What to Expect With a Wage Garnishment

If you don't pay your SC taxes, the SCDOR will send you multiple notices about the tax debt, interest, and penalties. If you continue to ignore the debt, the DOR may decide to garnish your wages. The state will send a notice to your last address on file, and they will also send a notice to your employer. 

At that point, your employer will start to withhold payments from your paychecks, and they will send the payments to the state. The DOR will also seize state and IRS tax refunds and apply them to your debt. This will continue until you pay the tax debt in full. 

Your boss cannot fire you for having a wage garnishment, but having your wages garnished is professionally embarrassing. If you leave your job, the DOR will send a garnishment notice to your new employer once you get one. 

What If You Disagree With the Garnishment Notice

If you disagree because you already paid the tax in full, find proof of your payment and contact the DOR immediately. If you disagree with the tax due for another reason, you may be able to appeal. File a protest as soon as possible or by the deadline shown on the notice. Then, work your way through the state's appeals process. 

Note that you cannot appeal taxes on frivious grounds, such as arguing that the state doesn't have a right to tax citizens. You must have a valid argument. If you are unable to deal with the DOR through regular channels, contact a tax pro for help or reach out to the SCDOR Taxpayer Advocate. 

 

How to Avoid Wage Garnishment

To ensure the SCDOR doesn't garnish your wages, take care of your tax debt as soon as possible. You can pay your SC taxes in full online, through the mail, or over the phone. If you cannot afford to pay in full, consider applying for a payment plan, or look into SC's offer in compromise program. 

What If You Receive a Garnishment Order for Your Employee

If the SCDOR alerts you about a wage garnishment for one of your employees, you must respond. If you don't garnish your employee's wages as instructed, you may become personally liable for the debt. The levy notice should contain instructions about how to calculate the wage garnishment. 

To make a payment, go to MyDORWAY. You need the Letter ID from the Levy Notice and the last four numbers of your employee's social security number. You can also use MyDORWAY to respond to a levy notice and to alert the DOR if your employee is no longer working for you or is on a leave of absence.

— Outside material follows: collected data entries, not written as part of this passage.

PR #12474, opened 2023-12-18
CAMEL-20251: Add Camel K commands to Camel JBang

christophd:
- Adds new subcommands to Camel JBang that allow to manage Camel K integrations
- run command to create Integrations on Kubernetes
- list command to list all Integrations on the cluster namespace
- delete command to remove Integrations
- logs command to print log output of a running Integration

# Description

Users are able to manage Camel K integrations running on Kubernetes.
The implementation uses the fabric8 Kubernetes client and the Camel K Integration CRDs to manage the integrations on the cluster.

Users are able to call
```
camel k run route.groovy
```

Where `k` provides a set of new subcommands related to running Camel routes on Kubernetes in the form of Camel K integrations.

# Follow-up

Not included in this PR is documentation of the new commands. I wanted to get feedback on this first. Also I am experimenting on a Camel JBang plugin mechanism that would allow us to enable such sub-commands on demand (e.g. `camel plugin add camel-k`.

# Target

# Tracking

Relates to CAMEL-20251

### DIFF
--- a/dsl/camel-jbang/camel-jbang-core/src/main/java/org/apache/camel/dsl/jbang/core/commands/k/KubeCommand.java
+++ b/dsl/camel-jbang/camel-jbang-core/src/main/java/org/apache/camel/dsl/jbang/core/commands/k/KubeCommand.java
@@ -1,0 +1,40 @@
+/*
+ * Licensed to the Apache Software Foundation (ASF) under one or more
+ * contributor license agreements.  See the NOTICE file distributed with
+ * this work for additional information regarding copyright ownership.
+ * The ASF licenses this file to You under the Apache License, Version 2.0
+ * (the "License"); you may not use this file except in compliance with
+ * the License.  You may obtain a copy of the License at
+ *
+ *      http://www.apache.org/licenses/LICENSE-2.0
+ *
+ * Unless required by applicable law or agreed to in writing, software
+ * distributed under the License is distributed on an "AS IS" BASIS,
+ * WITHOUT WARRANTIES OR CONDITIONS OF ANY KIND, either express or implied.
+ * See the License for the specific language governing permissions and
+ * limitations under the License.
+ */
+package org.apache.camel.dsl.jbang.core.commands.k;
+
+import org.apache.camel.dsl.jbang.core.commands.CamelJBangMain;
+import picocli.CommandLine;
+
+@CommandLine.Command(name = "k",
+                     description = "Manage Camel integrations on Kubernetes (use config --help to see sub commands)")
+public class KubeCommand extends KubeBaseCommand {
+
+    public static final String OPERATOR_ID_LABEL = "camel.apache.org/operator.id";
+    public static final String INTEGRATION_LABEL = "camel.apache.org/integration";
+    public static final String INTEGRATION_CONTAINER_NAME = "integration";
+
+    public KubeCommand(CamelJBangMain main) {
+        super(main);
+    }
+
+    @Override
+    public Integer doCall() throws Exception {
+        // defaults to list integrations deployed on Kubernetes
+        new CommandLine(new IntegrationGet(getMain())).execute();
+        return 0;
+    }
+}
--- a/docs/user-manual/modules/ROOT/nav.adoc
+++ b/docs/user-manual/modules/ROOT/nav.adoc
@@ -6,6 +6,7 @@
 ** xref:building.adoc[Building]
 ** xref:camel-console.adoc[Camel Developer Console]
 ** xref:camel-jbang.adoc[Camel JBang]
+*** xref:camel-jbang-k.adoc[Camel Integration with Kubernetes]
 ** xref:camel-maven-plugin.adoc[Camel Maven Plugin]
 ** xref:camel-component-maven-plugin.adoc[Camel Component Maven Plugin]
 ** xref:camel-report-maven-plugin.adoc[Camel Maven Report Plugin]
--- a/docs/user-manual/modules/ROOT/pages/camel-jbang-k.adoc
+++ b/docs/user-manual/modules/ROOT/pages/camel-jbang-k.adoc
@@ -1,0 +1,147 @@
+= Camel Integration with Kubernetes
+
+Please make sure to meet these prerequisites for running Camel integrations on Kubernetes:
+
+* Connect to namespace on a Kubernetes cluster where you want to run the integration
+* Camel K operator must be installed on the Kubernetes cluster (either installed on the same namespace or as global operator for the whole cluster)
+
+Running Camel routes on Kubernetes is quite simple with Camel JBang.
+In fact, you can develop and test your Camel route locally with Camel JBang and then promote the same source to running it as an integration on Kubernetes.
+Simply run the integration using the `k` subcommand in Camel JBang.
+
+[source,bash]
+----
+camel k run route.yaml
+----
+
+The command runs the Camel integration on Kubernetes.
+More precisely it creates a Camel K Integration custom resource in the current namespace.
+The Camel K operator makes sure to create a proper runtime image and run the integration (usually as a Pod).
+
+The Camel K operator will automatically manage and configure this integration.
+In particular the operator takes care on exposing services, configuring health endpoints, providing metrics, updating image streams and much more.
+
+By default, the run command will not wait for the integration to in state running.
+You need to add `-w` or `--wait` option in order to wait for the integration to become ready.
+
+The `--logs` option makes the command also print the integration output once the integration Pod is running.
+
+The run command offers a lot more options that you may use to configure the Camel K integration.
+
+[width="100%",cols="1m,3",options="header",]
+|=======================================================================
+|Option |Description
+
+|--name
+|The integration name. Use this when the name should not get derived from the source file name.
+
+|--image
+|An image built externally (for instance via CI/CD). Enabling it will skip the integration build phase.
+
+|--kit, -k
+|The kit used to run the integration.
+
+|--profile
+|The trait profile to use for the deployment.
+
+|--service-account
+|The service account used to run this Integration.
+
+|--pod-template
+|The path of the YAML file containing a PodSpec template to be used for the integration pods.
+
+|--operator-id
+|Operator id selected to manage this integration. (default=camel-k)
+
+|--dependency, -d
+|Adds dependency that should be included, use "camel:" prefix for a Camel component, "mvn:org.my:app:1.0" for a Maven dependency.
+
+|--property, -p
+|Add a runtime property or properties file from a path, a config map or a secret (syntax: [my-key=my-value,file:/path/to/my-conf.properties,[configmap,secret]:name]).
+
+|--build-property
+|Add a build time property or properties file from a path, a config map or a secret  (syntax: [my-key=my-value,file:/path/to/my-conf.properties,[configmap,secret]:name]]).
+
+|--config
+|Add a runtime configuration from a ConfigMap or a Secret (syntax: [configmap,secret]:name[/key], where name represents the configmap/secret name and key optionally represents the configmap/secret key to be filtered).
+
+|--resource
+|Add a runtime resource from a Configmap or a Secret (syntax: [configmap,secret]:name[/key][@path], where name represents the configmap/secret name, key optionally represents the configmap/secret key to be filtered and path represents the destination path).
+
+|--open-api
+|Add an OpenAPI spec (syntax: [configmap,file]:name).
+
+|--env, -e
+|Set an environment variable in the integration container, for instance "-e MY_VAR=my-value".
+
+|--volume, -v
+|Mount a volume into the integration container, for instance "-v pvcname:/container/path".
+
+|--connect, -c
+|A Service that the integration should bind to, specified as [[apigroup/]version:]kind:[namespace/]name.
+
+|--source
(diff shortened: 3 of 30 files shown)


oscerd (approved):

claudio4j:
Related to the command structure, wdyt to enable camel-k with an option `--runtime=camel-k` instead to have camel-k as subcommand `camel k <command>` ? Then it would be like `camel run MyAppjava --runtime=camel-k`

There is a feature request, which I don't know if that has evolved.
[CAMEL-19041 - Run with runtime](https://issues.apache.org/jira/browse/CAMEL-19041)

I see the `camel` has several sub-commands which could also be used for camel-k, but at the same time not all sub-commands may not target camel-k.
Just food for thought.

christophd:
@claudio4j yeah I was also thinking about it that way but then also realized that not all commands fit for all runtimes. and also running Camel routes on Kubernetes will be independent of the runtime (Spring Boot, Quarkus, ...) so we would need something like `--runtime=camel-k,quarkus` to use both Quarkus as a runtime and at the same time Camel K to run it on Kubernetes.

dsl/camel-jbang/camel-jbang-core/src/main/java/org/apache/camel/dsl/jbang/core/commands/k/KubeCommand.java
```diff
@@ -0,0 +1,40 @@
...
+package org.apache.camel.dsl.jbang.core.commands.k;
+
+import org.apache.camel.dsl.jbang.core.commands.CamelJBangMain;
+import picocli.CommandLine;
+
+@CommandLine.Command(name = "k",
+                     description = "Manage Camel integrations on Kubernetes (use config --help to see sub commands)")
+public class KubeCommand extends KubeBaseCommand {
+
+    public static final String OPERATOR_ID_LABEL = "camel.apache.org/operator.id";
```
squakez, line 26: I wonder if these (and any other constant) should be instead moved into the CRD dependency. Something we might ponder eventually.

squakez (approved):
LGTM. However I did not properly understand how it works the test. Not sure if it exists the structure for it, but it would be nice to see some real execution (at least the dry run) such as `camel k run xyz -o yaml` and verify the output integration is the expected one.

dsl/camel-jbang/camel-jbang-core/src/main/java/org/apache/camel/dsl/jbang/core/commands/k/KubeCommand.java
christophd: yes, makes sense to me

gansheer:
I did some local test it works well. I still have some questions:
* I first tried the command without any kubernetes up. Is it standard in with jbang camel to end up with a full stacktrace in these kind of error cases ?
* Is the general plan to follow with the existing design from `kamel` CLI 2nd day operations commands ?

squakez:
> 
>     * Is the general plan to follow with the existing design from `kamel` CLI 2nd day operations commands ?

I don't think we should. We did a lot of development in the past on the CLI but the reality is that Kubernetes/Openshift already offer a lot of tooling to manage those aspects.

christophd:
> Is the general plan to follow with the existing design from kamel CLI 2nd day operations commands ?

What `kamel` CLI 2nd day operations commands do you have in mind?

gansheer:
> > Is the general plan to follow with the existing design from kamel CLI 2nd day operations commands ?
> 
> What `kamel` CLI 2nd day operations commands do you have in mind?

I don't know if the following constitutes 2nd day operations but I was thinking about the sub-commands `kit`, `rebuild`, `bind` and `promote`.
Also if we are not following the original design, I would rename `get` as `list` if there is no filter on integration name, but I recognize that's personal preference :relaxed:.

christophd:
@squakez I have added some test that uses the complete command line `camel k run route.yaml`

@gansheer renamed `get` command to `list`

squakez:
> @squakez I have added some test that uses the complete command line `camel k run route.yaml`
> 
> @gansheer renamed `get` command to `list`

Great. I think the entire testing is going to benefit a lot from this example.

claudio4j:
> @claudio4j yeah I was also thinking about it that way but then also realized that not all commands fit for all runtimes. 

Yeah, sure let's see how this evolves.

davsclaus:
1) It would be great to have jbang with a plugin for different command sets, as we end up with a big pile of dependencies and many commands that will get us in trouble in the future. Good to hear you do some experiment with this. Its not only the CK stuff that we can separate. It would also be for example the generator command, sbom, jolokia, hawtio etc

2) clever way to use k as sub command to separate this clearly

3) the get command has been called get for all its life in camel-k, and we use same name in camel-jbang, so I think its not a good idea to rename it to list (old habbits die hard)

4) docs, the jbang docs is a very long page, it needs to be broken up into sub pages, so a good start is to have the CK in its own sub page. And then we can use that as starting point to break up the existing big page also.

5) can the tests run in isolation or do they need a running k8s cluster. Just want to sure that we can build everyhing nicely without causing test failures due to k8s stuff as core project dont have any of that.

6) mind that jbang is for developers and not sys admins, or ops guys. I think the kubectl, oc and kamel go cli would be needed for those guys - I cant see them want to install java jbang to run a shell command.

7) the dependency on the camel-k fabric8 client to have those CRDs - is there in the future a better way, as its not good that the core project has a dependency on a Camel K release. Can it be the fabric8-client release instead.

christophd:
@davsclaus thanks for your input I'll go through it today

christophd:
> 3. the get command has been called get for all its life in camel-k, and we use same name in camel-jbang, so I think its not a good idea to rename it to list (old habbits die hard)

I see that the `camel get` provides many more details. I guess the `list` command I was doing here in this PR is more like the `camel ps` command. Should I use `camel k ps` then? I personally don't like `ps` very much so I am ok to use `camel k get` but just wanted to get some feedback. @davsclaus @oscerd @squakez

squakez:
> > 3. the get command has been called get for all its life in camel-k, and we use same name in camel-jbang, so I think its not a good idea to rename it to list (old habbits die hard)
> 
> I see that the `camel get` provides many more details. I guess the `list` command I was doing here in this PR is more like the `camel ps` command. Should I use `camel k ps` then? I personally don't like `ps` very much so I am ok to use `camel k get` but just wanted to get some feedback. @davsclaus @oscerd @squakez

IMO neither. The user should be able to list and operate via `kubectl` or any other Kubernetes tool as he normally does. The `camel k run` should be the only facility that we offer in my opinion. We may even not require to push the Integration to the cluster at all if we want. The ultimate feature it should offer is to create an Integration custom resource with the parameters provided by the user (here we should try to give the majority of parameters provided in the `kamel run`). We may have something like:
```
$ camel k run test.yaml
apiVersion: camel.apache.org/v1
kind: Integration
metadata:
  annotations:
    camel.apache.org/operator.id: camel-k
  creationTimestamp: null
  name: test
spec:
  flows:
  - from:
      parameters:
        period: "1000"
      steps:
      - setBody:
          simple: Hello Camel from ${routeId}
      - log: ${body}
      uri: timer:yaml
  traits: {}
```
and in order to apply on the cluster we may have something like a piped command in conjunction with kubectl/oc:
```
$ camel k run test.yaml | kubectl apply -f -
integration.camel.apache.org/test created
```

oscerd:
> 1. It would be great to have jbang with a plugin for different command sets, as we end up with a big pile of dependencies and many commands that will get us in trouble in the future. Good to hear you do some experiment with this. Its not only the CK stuff that we can separate. It would also be for example the generator command, sbom, jolokia, hawtio etc
> 2. clever way to use k as sub command to separate this clearly
> 3. the get command has been called get for all its life in camel-k, and we use same name in camel-jbang, so I think its not a good idea to rename it to list (old habbits die hard)
> 4. docs, the jbang docs is a very long page, it needs to be broken up into sub pages, so a good start is to have the CK in its own sub page. And then we can use that as starting point to break up the existing big page also.
> 5. can the tests run in isolation or do they need a running k8s cluster. Just want to sure that we can build everyhing nicely without causing test failures due to k8s stuff as core project dont have any of that.
> 6. mind that jbang is for developers and not sys admins, or ops guys. I think the kubectl, oc and kamel go cli would be needed for those guys - I cant see them want to install java jbang to run a shell command.
> 7. the dependency on the camel-k fabric8 client to have those CRDs - is there in the future a better way, as its not good that the core project has a dependency on a Camel K release. Can it be the fabric8-client release instead.

For the last question, the point 7, they moved back to camel-k the crd responsibility, so now we are releasing the CRDs as part of our release projects. Fabric8 Kubernetes Client started to have too much stuff to maintain.

squakez:
Also `kamel bind` and `kamel promote` may be useful commands with the same concept. You may just take the output of what's actually provided in the `-o yaml` of both.

squakez:
> For the last question, the point 7, they moved back to camel-k the crd responsibility, so now we are releasing the CRDs as part of our release projects. Fabric8 Kubernetes Client started to have too much stuff to maintain.

On top of that, consider that we do not necessarily depends on the Camel K release cycle. The CRDs definition should not change, or at least has to be backward compatible. So, if we come to add some new parameter, it could be available in future versions of Camel JBang.

christophd:
@squakez these are good thoughts, thank you.

I like the suggested way to use the pipe to `kubectl`. IMO providing the `camel k get` command in Camel JBang is not a huge burden for us though and this way users may decide on their own which path to take. 

The user is able to use the pipe to `kubectl` or just use the same `camel` CLI with the advantage to not have to switch tooling for basic operations.

The `camel k logs` command for instance also adds some simplification as the user does not have to select the Pod but only the integration name.

My take on this would be to keep some basic operations for managing integrations on Kubernetes in Camel JBang

christophd:
> 1. It would be great to have jbang with a plugin for different command sets, as we end up with a big pile of dependencies and many commands that will get us in trouble in the future. Good to hear you do some experiment with this. Its not only the CK stuff that we can separate. It would also be for example the generator command, sbom, jolokia, hawtio etc

Working and experimenting on it but it will take some more time to get results

> 3. the get command has been called get for all its life in camel-k, and we use same name in camel-jbang, so I think its not a good idea to rename it to list (old habbits die hard)

I'll go back to `camel k get` and push to this PR

> 4. docs, the jbang docs is a very long page, it needs to be broken up into sub pages, so a good start is to have the CK in its own sub page. And then we can use that as starting point to break up the existing big page also.

Working on it and will push to this PR

> 5. can the tests run in isolation or do they need a running k8s cluster. Just want to sure that we can build everyhing nicely without causing test failures due to k8s stuff as core project dont have any of that.

Yes, the Kubernetes mockserver used in the tests is just an arbitrary Http server that emulates the Kubernetes API. No need to have a Kubernetes cluster

> 6. mind that jbang is for developers and not sys admins, or ops guys. I think the kubectl, oc and kamel go cli would be needed for those guys - I cant see them want to install java jbang to run a shell command.

Right, and we should always provide the opportunity to use these standard tooling for instance by doing the pipe to `kubectl` as Pasquale suggested. At the same time I think Camel JBang is a great way to start with Camel and it should also be a great way to start with integrations running on Kubernetes.

davsclaus:
Thanks @christophd good answers.

christophd:
I am done with using `camel k get` again and starting to modularize the Camel JBang docs. Regarding the docs I hope I did it right as I was not able to build the pages locally as described in https://camel.apache.org/manual/improving-the-documentation.html#_local_build_instructions

I get these errors when running `./local-build.sh quick`

```
FATAL (antora): require(...) is not a function
    Cause: TypeError
        at Function.create (Projects/Camel/camel-website/.yarn/cache/browser-sync-npm-2.27.7-b8e58f9a91-7f51177473.zip/node_modules/browser-sync/dist/index.js:316:45)
        at Object.default_1 [as default] (Projects/Camel/camel-website/.yarn/cache/browser-sync-npm-2.27.7-b8e58f9a91-7f51177473.zip/node_modules/browser-sync/dist/cli/command.start.js:43:10)
        at handleCli (Projects/Camel/camel-website/.yarn/cache/browser-sync-npm-2.27.7-b8e58f9a91-7f51177473.zip/node_modules/browser-sync/dist/bin.js:145:25)
        at handleNoCommand (Projects/Camel/camel-website/.yarn/cache/browser-sync-npm-2.27.7-b8e58f9a91-7f51177473.zip/node_modules/browser-sync/dist/bin.js:135:12)
        at runFromCli (Projects/Camel/camel-website/.yarn/cache/browser-sync-npm-2.27.7-b8e58f9a91-7f51177473.zip/node_modules/browser-sync/dist/bin.js:71:16)
        at Object.<anonymous> (Projects/Camel/camel-website/.yarn/cache/browser-sync-npm-2.27.7-b8e58f9a91-7f51177473.zip/node_modules/browser-sync/dist/bin.js:38:5)
        at loadCJSModule (node:internal/modules/esm/translators:270:3)
        at ModuleWrap.<anonymous> (node:internal/modules/esm/translators:305:7)
        at ModuleJob.runSync (node:internal/modules/esm/module_job:209:17)
        at require (node:internal/modules/esm/translators:255:9)
```

My env settings
```
yarn -v
3.2.3
node -v
v21.4.0
```

davsclaus:
that local doc stuff is some black magic. You dont need to use that, you can just create a new adoc file along camel-jbang, and link to it from that page. And then mvn clean install in the docs folder does sanity checking for xref and broken links.

And then we do have CI server doing the full build in camel-website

How to Reduce Your Wage Garnishment in South Carolina

Once a wage garnishment is in place, you can generally only remove it by paying your tax debt in full. However, you can ask the SCDOR to reduce the percentage of your wages being garnished. Normally, wage garnishments apply to 25% of your gross wages, but you can request a reduction to 15%. 

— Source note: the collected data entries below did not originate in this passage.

PR #12475, opened 2023-12-18
CAMEL-20225: use the clock API when possible for exchange duration calculations

orpiske:
This brings a few additional improvements:
1. Use a monotonic clock for calculating duration
2. Consolidate more code into the `elapsed` method 
3. Deprecate ad-hoc duration calculations


orpiske:
The PR is ready and very likely OK - I am running a second time on my CI and I'm waiting the results.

To apply, make the request on the MyDORWAY homepage or email the DOR at [email protected]. You need to write a letter about why the garnishment is causing financial hardship. You should also include a copy of your pay stub, a list of monthly expenses, bank statements from the last two months, and contact info for your payroll department. 

SC tax garnishment 2

How to Make a Payment If Your Wages Are Being Garnished

If your wages are being garnished, you can make a payment by credit card. Email the DOR with a copy of the payment receipt and your payroll department's contact info. Then, the DOR will ensure that the payment gets reflected on your account and that your employer adjusts the garnishment as relevant.

What If I pay in full?

Once the SCDOR processes your payment, they will notify your employer to stop the garnishment. This process usually takes about 30 days. If you mail a check, processing can take up to four weeks. Credit card payments take one to two weeks to process.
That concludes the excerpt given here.